We thank the reviewer for raising this. The Dyngo CM blot for total ponceau stain (revised Figure 2B) showed minimal changes, which suggest that global secretion is not affected.
- Further characterization of the VPS33B / collagen vesicles by immunofluorescence containing markers for early, late, and recycling endosomes. Block endocytic recycling by depletion of either Rabs or e.g. EHD1.
There are no good VPS33b antibody for staining. We have included images of GFP-tagged Rab5 co-localisation with labelled collagen-I (revised Figure 1D, Figure S6B).
- Further clarify the status of the VPS33B knockouts e.g. by sequencing. also provide a readout of the siRNA KD, besides the mRNA levels, since there the difference is not striking.
The knockout cell lines were characterised previously in our 2020 paper, which is referred to in our revised manuscript. We have always had issues detecting endogenous VPS33b due to reagents limitations, which is why we resorted to mRNA as the key readout.
- Doing siRNA knockdowns and endocytosis inhibition in the IPF fibroblasts to further strengthen the link between elevated expression of VPS33B/ ITGA11 and increased collagen uptake.
We thank the reviewer for suggesting these experiments. Due to limitations of the patient-derived fibroblasts (cell numbers and passage numbers) we had to prioritise experiments, and thus have performed siRNA against VPS33B and ITGA11 in the IPF fibroblasts. We showed that in both cases the amount of recycled labelled-collagen in collagen fibrils is significantly reduced (revised Figure 8D).
Reviewer #3 (Recommendations For The Authors):
Major points
(1) Choice of cells: Please provide a rationale for why each cell line was used, and make sure that it is clear throughout the manuscript which cell line was used for each particular experiment. The HEK293T cell line is also missing from the reagent table.
We thank the reviewer for pointing out this omission, and have clarified in our revised manuscript which cell lines were used in each experiment. We used HEK293T to generate lentiviruses as described in the methods section.

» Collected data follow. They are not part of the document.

PR #8, opened 2019-03-25
SEP 5 - Retiring Python 2 Support

waynew:
View [the SEP](https://github.com/waynew/salt-enhancement-proposals/blob/py2-deprecation/0005-retire-py2-support.md)


py2-deprecation.md
```diff
@@ -0,0 +1,134 @@
...
+page](https://pypi.org/project/pyOpenSSL/#history) to identify the which
+versions of Python are supported by pyOpenSSL.
+
+### Note 3
+
+A future SEP will define a schedule for ongoing depreciation of Python versions as they also reach their end-of-life.
+
+### Note 4
+
+A future SEP will define the salt-ssh Python deprecation schedule.
```
gtmanfred: Does this mean that salt-ssh will be deprecated or that salt-ssh will continue to support python2 (which means all modules and states will still need to support it) until some point in the future?

py2-deprecation.md
```diff
@@ -0,0 +1,134 @@
...
+
+# Actions
+[Actions]: #Actions
+
+SaltStack users will see the Python 2 deprecation implemented in the next few
+releases as follows: 
+
+1. Future releases of SaltStack will have a Python 2 deprecation warning.
+2. SaltStack will create packages that will allow for a smooth transition for users.
+3. In accordance with the schedule decided on in this SEP, testing for Python 2
```
gtmanfred: Will this be turned off for salt-ssh as well? even though if your remove python2 support for modules it will end it being able to be tested?

How will we make sure that salt-ssh still works against python2, since only the python2 tests run salt-ssh against python2 on the remote.

waynew:
> This all seems great, i just would like some more information around salt-ssh.

I'm not sure when the salt-ssh SEP will be released, but that's when we're going to address the concerns about salt-ssh - I'm pretty sure @Ch3LL is working on those.

Ignoring salt-ssh on the part of *this* SEP is intentional - salt-ssh is likely going to have a bunch of edge cases, or thorny issues that are all orthogonal to dropping Python2 support in Salt. IIRC all non-EOL'd supported OSes at the estimated time of the Sodium release will have Python3 support of some sort (with a minimum version of 3.4, I think). What the salt-ssh story looks like at that point will likely involve plenty of discussion.

Hence, the forthcoming SEP on salt-ssh 🙂

gtmanfred:
> Will this be turned off for salt-ssh as well? even though if you're remove python2 support for modules it will end it being able to be tested?
> How will we make sure that salt-ssh still works against python2, since only the python2 tests run salt-ssh against python2 on the remote.

I will be a :-1: on this SEP until it can be determined how turning off these tests will affect salt-ssh, because the python2 tests for salt are the only way python2 + salt-ssh is tested.

And i do not appreciate my questions being marked as resolved, just because you feel like they are being resolved.  Changes in this SEP have real effects on other peoples environments, the person who proposed the question should have the finally say on if it was resolved or not.

waynew:
> I will be a 👎 on this SEP until it can be determined how turning off these tests will affect salt-ssh, because the python2 tests for salt are the only way python2 + salt-ssh is tested.

To clarify - are you:

- against the Python 2 depreciation?
- against no longer testing on Python 2?
- separating salt-ssh's deprecation SEP from the general Python 2 deprecation SEP?

I realize that you have concerns about salt-ssh and testing. So do I.

I **do not** at all intend to dismiss them as invalid concerns, *except as pertains to this SEP*. Exactly how we handle salt-ssh is a question that this SEP deliberately has no answers for because the answers (and questions) are too important to be conflated with the equally important question of "how do we deprecate Python2?"

From my point of view, this SEP is *only* about depreciating Python2 within Salt. From the perspective of everything that is *not* `salt-ssh` (and yes, I realize this is a totally imaginary distinction, since salt-ssh is barely anything on top of everything else Salt 😛but bear with me)

My hope is that you can say, "Ah, yes, I see. Dropping Python 2 support is a good thing for Salt and its users, and I support that! I have questions about how salt-ssh is going to work going forwards because (well, a lot of reasons), and I will make sure to raise those on that upcoming SEP - I'm especially concerned that salt-ssh continues to get tests as long as it supports Python 2."

---

Nothing in this SEP should be construed to have any bearing of any kind on what we do with `salt-ssh`, and it feels like a deliberate misreading of this SEP to feel otherwise. I apologize if I miscommunicated my intent and feelings.

Maybe that's because I wasn't clear enough in this phrase:

> A future SEP will define the salt-ssh Python deprecation schedule.

If that doesn't make it clear that a future SEP is entirely responsible for salt-ssh's depreciation schedule, including how it's tested, deployed, etc., I'm more than happy to update that wording 🙂

gtmanfred:
My concern is that this test lays out disabling python2 tests for salt-ssh, without a way to test salt-ssh.

I am perfectly fine with handling all other salt-ssh deprecations in a different SEP for salt-ssh. except for this one point.  If we disable the python2 tests whole sale without making a change for how the salt-ssh tests run, we will be disabling all the tests for salt-ssh.  This should be a self contained change.  If we want to disable python2 tests, but still support salt-ssh with python2, then we need to test salt-ssh with python2.

By disabling the python2 tests, you are effectively ending all testing of python2 on salt-ssh.

If we just include one more step to allow to specify which python version salt-ssh runs under, and include that in the python3 test suite to run a salt-ssh minion vs python2, that will move me from a -1 to a +1.

py2-deprecation.md
```diff
@@ -0,0 +1,134 @@
...
+   will be turned off.
```
waynew:
```suggestion
   will be turned off. (Note: This makes no assumptions about salt-ssh testing
   which will be specified in a future SEP - see [note 4](#note-4))
```

@gtmanfred does this satisfy?

gtmanfred:
Alternatively, removing all mention of disabling tests from the proposal would also get me to a 👍 
Since that is inherently understood to be a thing that we would cross when we get to it, but is not needed in a broad proposal on how to move away from supporting python2.

py2-deprecation.md
gtmanfred: I would prefer just removing all mention of disabling tests, since if we aren't supporting python2, having tests for it would be redundant.

And we could potentially still have python 2 tests running for salt-ssh.

gtmanfred: It would also make the SEP more broad and more define a direction to go instead of a rigid path to follow.

Ch3LL:
Just as an update, yes I'm currently working on the Salt-SSH RFC. It is taking me a bit longer than expected because I wanted to test a couple of ideas about the proposal around building python3. Without getting into the weeds of the proposal as I would like to keep the comments to the salt-ssh RFC when i publish it, the proposal will include building out a minimal python3 binary. I wanted to build and test out static vs dynamic builds of python3 first. Apologies on the delay, i hope to get some time to test these out this week.

gtmanfred:
@mattp- @cachedout y'all commented on the last versions of this, any opinions here?

mattp-:
Generally looks good to me 👍

py2-deprecation.md
```diff
@@ -0,0 +1,132 @@
...
+
+In light of Python 2.7 reaching its end of life (EOL) on Jan 1st 2020, Python 2
+will be deprecated from SaltStack no earlier then the Sodium release, that is
+either the Sodium release or a later release.
+
+
+# Motivation
+[motivation]: #motivation
+
+Python 2.7 will reach it’s official end of life (EOL) on [January 1st,
```
cachedout: `its`

waynew: And apparently a bunch of other smart quotes. Fixed now ✨

waynew:
I believe that it's time for this SEP to enter the final comment period

waynew:
And with that, the aye's have it. Thank you Python2 for being an amazing language. It's not you, it's me. Me and Python3 :trollface:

(2) Missing information from methods. Experimental details are missing from the methods in several places, making it difficult for someone to replicate an experiment. For example, no details are given in the methods describing the explant culture of murine tail tendons (described in results lines 78100), and there are no details on how the skin samples were obtained or stained. Further, no ethical approval details are provided for the use of human skin tissue.
We apologise for leaving the ethical approval details and skin sample collection out, this was an oversight and will be included in the revised manuscript. We have also included the method to how murine tail tendons were cultured ex vivo (revised lines 527-531, 546-553).

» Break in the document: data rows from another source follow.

PR #9, opened 2019-03-26
SEP 6 - Remote client RFC

cachedout:
This has been migrated from the original repo:

https://github.com/saltstack/salt/pull/50976

*IMPORTANT* Please read the comments in the old issue before commenting
on this one.


cachedout:
Two week bump. :)

waynew:
It's amazing how much coming back to a thing after you've slept a few times helps 😂 

I'm definitely a fan of the *idea* - as to the underpinnings/implementation details, I definitely want/need to grok that a bit more.

My main concern is hypocratic - "first, do no harm" - I want to make sure that whatever we come up with is not going to add (significantly?) to the attack surface for anyone using this feature. 

Other than that, I don't know enough about the internals of Salt to have other worries :trollface: 

> This might well make that problem worse though and the handling of "duplicate" returns would need to be addressed more thoroughly.

To me it seems like it should be trivial to do some kind of dict merging where the returns are by master.

Actually, it may be that as prerequisite to the implementation of this SEP we must update returns to work in a simple/elegant fashion...


Anyway, to sum up, I like the idea, I think fundamentally it's a good one. I think implementation will be tricksy business.

remote_client.md
```diff
@@ -0,0 +1,130 @@
...
+syndics. This might well make that problem worse though and the handling of
+"duplicate" returns would need to be addressed more thoroughly.
+
+If adopted, we would need to determine whether to remove the `root_key`
+system or whether to allow it to continue as an option.
+
+# Drawbacks
+[drawbacks]: #drawbacks
+
+First and most obviously, an administrator might now wish to allow remote
```
dafyddj:
```suggestion
First and most obviously, an administrator might not wish to allow remote
```
That should be a negative, right?

remote_client.md
```diff
@@ -0,0 +1,130 @@
...
+ * Enhancing support for a master to be controlled via events on the master event
+   bus. This might make integration with a reactive architecture substantially
+   more robust.
+
+ * Simply creating a special kind of minion that has rights on the existing
+   minion-publish system. However, in the author's view, the overhead of this
+   in terms of performance and start-up speed for a client would be too severe.
+
+ * Create a unified client which can publish commands seamlessly between salt-api
+   instances and local salt masters. This could potentially be extetended to
```
dafyddj:
```suggestion
   instances and local salt masters. This could potentially be extended to
```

(3) Functional studies in patient-derived cells. To fully establish the role of VPS33b and ITGA11 in fibrotic diseases, functional studies including the knockdown/overexpression of these genes could be performed to establish if the same response is seen as in non-diseased cells.

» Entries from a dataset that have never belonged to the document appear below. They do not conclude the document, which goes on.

PR #11, opened 2019-05-01
SEP 8 - Python 3 Only Salt-SSH

Ch3LL:


waynew:
This SEP will be number 8, feel free to update your filename and SEP 🙂

python3-ssh-template.md
```diff
@@ -0,0 +1,83 @@
+- Feature Name: Python 3 Only Salt-SSH
+- Start Date: 2019-05-01
+- SEP Status: Draft
+- SEP PR: (leave this empty)
```
waynew:
```suggestion
- SEP PR: https://github.com/saltstack/salt-enhancement-proposals/pull/11
```

0008-python3-ssh-template.md
```diff
@@ -0,0 +1,83 @@
...
+
+# Design
+[design]: #detailed-design
+
+The design proposal to allow Salt-SSH to work with Python 3, includes multiple options:
+  1. By default, if python versions match we will simply use the system python and Salt-SSH
+     will run as it always has.
+  2. Add a Salt-SSH configuration (for example: pre_flight) to run raw commands before the
+     Salt-SSH command. This will allow a user to create a custom script they can run to install
+     Python 3. It will only run these pre_flight commands if the tarball is not copied over.
```
gtmanfred: :+1:

0008-python3-ssh-template.md
```diff
@@ -0,0 +1,83 @@
...
+     if they always want to use the binary option.
+
+If the python versions do not match when Salt-SSH is run a message will be printed out asking the user
+if they want to copy over the binary, and informing them of the other alternative options pre_flight and
+ssh_ext_alternatives.
+
+
+How are we going to build the Python 3 binary?
+We will build the binary statically for both x86_64 and ARM architecture. We will include the x86_64
+binary by default in the Salt-SSH package. If the ARM architecture is detected we will include a warning
```
gtmanfred: As long as there is a way to upgrade this, like you can with salt-cloud -u for the bootstrap script, i think this is fine.

0008-python3-ssh-template.md
```diff
@@ -0,0 +1,83 @@
...
+[alternatives]: #alternatives
+
+Alternatives for Python 3 static binary:
+- Use an already maintained minimal version of Python 3, but we will not have as much control over what is added into the binary.
+- Use a dynamic build, but this will require building out a package per distro.
+
+## Unresolved questions
+[unresolved]: #unresolved-questions
+
+When we build the static python build we will need to review the licenses of all the libraries included in the build.
```
gtmanfred: It would be good to have possibly a dashboard or an easy way for salt to be alerted about any CVEs in dependencies.

This might be really easy to do using github and their security alerts

https://help.github.com/en/articles/about-security-alerts-for-vulnerable-dependencies

or using pyup.

https://pyup.io/safety/

0008-python3-ssh-template.md
Ch3LL: Great suggestion :) Added here:

https://github.com/saltstack/salt-enhancement-proposals/pull/11/commits/7cda959762ccd3630af1abb34621489170ed5d59

0008-python3-ssh-template.md
Ch3LL: I added this to the `Python Binary Security Releases:` paragraph instead as i thought that made sense.

https://github.com/saltstack/salt-enhancement-proposals/pull/11/commits/16dc67f57dba929be335dfcae0649a48529211b8

Akm0d: Have we ever considered something like [PyInstaller](https://pypi.org/project/PyInstaller) to package a binary with python and all its dependencies?

meaksh:
Just as a note here. We're currently solving this situation in a different way based on the changes that were introduced here: https://github.com/saltstack/salt/pull/46684/

At SUSE, we're still dealing even with old Python 2.6 systems and we use `salt-ssh` from a Python3 master to deal with them.

In order to do that, we provide a `py26-compat-salt` package [1] (based on 2016.11.10) which is installed on the master as an alternative salt codebase (outside /usr/lib/) and we provide also the necessary `ssh_ext_alternatives` settings [2] in order to use that codebase when dealing with Python 2.6 in the target system.

What I like from the approach that RFC provides is that this will keep all functionality & features that the latest Salt (based on Python3 and installing on the master) when targeting a system with an older Python version, instead of having to different codebase and do backporting or arrange SLS to keep the compatibility.

On the other hand, I'm a bit worried about the problems with other Python dependencies (apart from SaltSSH) that might be required from the Python3-based execution & state modules that are been executed as part of the particular action that the `salt-ssh` call is performing and are not available on a Python2 targeted system.

IIUC, those libraries required by any execution & state modules that is going to be executed would need to be added as `ssh_ext_alternatives`, right?

[1] - https://build.opensuse.org/package/show/systemsmanagement:saltstack:products/py26-compat-salt
[2] - https://build.opensuse.org/package/view_file/systemsmanagement:saltstack:products/py26-compat-salt/py26-compat-salt.conf?expand=1

Ch3LL:
> IIUC, those libraries required by any execution & state modules that is going to be executed would need to be added as ssh_ext_alternatives, right?

If the user is using `ssh_ext_alternatives` then yes they would need to define the libraries there. My understanding is that this is how it currently works.

If they are using a different approach such as the python3 system library,  they can use a `pip.install` state/module to install the libraries similar to how users would currently do so.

We agree that this will add much to the paper, and have performed siRNA against VPS33B and ITGA11 in the IPF fibroblasts. We showed that in both cases the amount of recycled labelled-collagen in collagen fibrils is significantly reduced (revised Figure 8D).
Minor Points
We thank the reviewer for pointing out these mistakes, and have corrected and included additional details in the revised manuscript.
(1) Lines 51-52. Wording of this sentence is unclear, please rephrase.
(2) Line 182. Should this be Fig 4G rather than J?
(3) Line 209. Correct spelling of glycosylated.
(4) Line 463. Incomplete brackets and details missing?
(5) Line 590. Correct tense - was rather than are.
(6) Line 593. Specify centrifugation speed.
(7) Line 619. Nuclei rather than nucleus.
(8) Ln 650. Statistical analysis - was normality tested?
(9) Figure 1e - Difficult to read labels for coll/DAPI.